Throughout this chapter, we have described the cognitive deficits in MDD at different stages of the illness including at-risk, first episode, recurrent episodes, remission, and at follow-up. The sum of this evidence has allowed some to conclude that cognitive deficits can be considered trait markers of MDD (Beblo et al., 1999; Austin, Mitchell, & Goodwin, 2001). While verbal measures of memory and fluency appear to be sensitive to the clinically depressed state, executive functioning and attention seem to be more trait-related domains (Douglas & Porter, 2009). It is conceivable that different subtypes of MDD display different patterns of cognitive impairment. Cognitive impairment in MDD has been associated with higher rates of relapse and recurrence (Majer et al., 2004; Sumner, Griffith, & Mineka, 2010), reinforcing the idea that neurocognitive abnormalities could constitute markers of acquired vulnerability. Nevertheless, not all studies have confirmed the hypothesis of a direct link between past depressive episodes and cognitive impairment (for a review see Hasselbalch et al., 2012). If one considers the weight of past episodes on neurocognitive abnormalities, which requires large samples to be detected, these negative studies have had more limited statistical power, due to their particularly small sample sizes. Another source of heterogeneity in the results arises from the fact that the studies have investigated various aspects of neurocognitive deficits that might not systematically overlap.

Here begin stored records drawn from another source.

PR #2707, opened 2025-11-12
[do not merge] io/wait test fix on top of 3.9.5

XrXr:
This exist to fix ruby/ruby CI until #2706 is merged and gems/bundled_gems in ruby/ruby can be bumped to rbs trunk. See https://github.com/ruby/ruby/commit/de6c4b62b00023ef372bae4c434f58014c3c8382 and the CI failures in parent commits.


XrXr:
We've a release past this. Thanks!

PR #2721, opened 2025-11-27
Update rdoc to v6.16

ksss:
Interface of `RDoc::AnyMethod#start_collecting_tokens` has been changed from rdoc v6.16.
https://github.com/ruby/rdoc/pull/1471

I think it would be best to support the latest version.


ksss:
The interpretation of rdoc has changed, resulting in differences in comments, but the fundamental issue has been resolved.

* thread.c => Fixed from https://github.com/ruby/ruby/pull/12662 (v4.0.0)
* openssl => Fixed from https://github.com/ruby/openssl/pull/970

PR #2727, opened 2025-12-03
Add RFC2396_PARSER to URI module

sled:
The URI module defines the constant `URI::RFC2396_PARSER` [here](https://github.com/ruby/uri/blob/master/lib/uri/common.rb#L17C3-L17C17) but it was missing in the RBS declaration, so I got the following warning:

If the endophenotype is shown to be specific to MDD and not to be present in other disorders, its identification would supplement current psychiatric diagnoses based on clinical symptomatology. This MDD endophenotype could then be used as an aid in identifying persons who are at elevated risk for developing the illness and preventative or treatment strategies could be implemented. It would assist in the identification of a biological subtype of this illness, predicting the clinical course of the illness, allow for individualized treatment, and predict therapeutic response. This brain-based endophenotype for MDD would then be tested in clinical MDD samples to develop a predictive algorithm, providing greater diagnostic and therapeutic clarity for this disorder (Peterson & Weissman, 2011). Developing treatment strategies specifically targeting cognitive impairment in MDD could help advance the standard and future individualization of patient care (Papakostas, 2014).